Saturday, January 22, 2011

Setiap pertemuan, pasti akan temu detik perpisahan


We talk even lesser than when I talk with my friends. We meet even lesser than I meet the less frequent people. We text even lesser and sometimes, was ignored. It is so hard to reach out to you. I guess, the distance is not helping at all. I meet a lot of wonderful people. I meet all kinds of people. And I do not know how to feel. I want to embrace everything and become speechless after that.
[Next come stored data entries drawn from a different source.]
PR #3022, opened 2023-05-15
run-unit-tests python2 support

ilaner:
## Related Issues
fixes:

### DIFF
--- a/demisto_sdk/commands/run_unit_tests/pytest_runner.sh
+++ b/demisto_sdk/commands/run_unit_tests/pytest_runner.sh
@@ -2,6 +2,13 @@
 set -e
 
 echo "Running tests..."
+output=$(python --version 2>&1)
+echo "Python version: $output"
 
-python -m pip install --no-cache-dir -q pytest pytest-mock requests-mock pytest-asyncio pytest-xdist pytest-datadir-ng freezegun pytest-cov hypothesis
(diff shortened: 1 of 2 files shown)


demisto_sdk/commands/run_unit_tests/pytest_runner.sh
```diff
@@ -2,6 +2,13 @@
...
 echo "Running tests..."
+output=$(python --version 2>&1)
+echo "Python version: $output"
 
-python -m pip install --no-cache-dir -q pytest pytest-mock requests-mock pytest-asyncio pytest-xdist pytest-datadir-ng freezegun pytest-cov hypothesis
+if echo "$output" | grep -q "Python 3"; then
+    additional_dependencies="pytest pytest-mock requests-mock pytest-xdist pytest-datadir-ng freezegun pytest-cov hypothesis pytest-asyncio"
+else
+    additional_dependencies="pytest pytest-mock requests-mock pytest-xdist pytest-datadir-ng freezegun pytest-cov hypothesis"
+fi
```
dorschw, line 12: perhaps it'd be cleaner if we have one list as baseline (without pytest-asyncio), and append to it if the condition holds?

ilaner: This is a temp fix, I will think about a better way to get those additional dependencies (similar as we plan to do with mypy)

I guess, things get very tiring and mundane. The aim / goal gets harder to achieve and well, when one is not a quiter, quit is all he can do. Things become strange and I do not know what to do. The past keeps haunting and the future, so dim. The friends you celebrate life for suddenly become the deaths of you. Change is the only constant and your only strategy is to cross the bridge when you get there. But when you only cross the bridge when you get there, it gets difficult. What if there are sharks under the bridge and the bridge can't hold all of us? Nobody thought of that and everyone panics. Who will help us then?

I am not a good decision maker but if that's all I can do, if you're leaving the decision making to me, if you're not going to put in any effort to prove, that that is my decision, even if I am going to regret it sooner or later. Because the heart cannot deal with too many heartaches and the brain just followed the heart. I'll miss you, of course. If you need me, I'll try and be there.

*This post has been a dedication of some sort.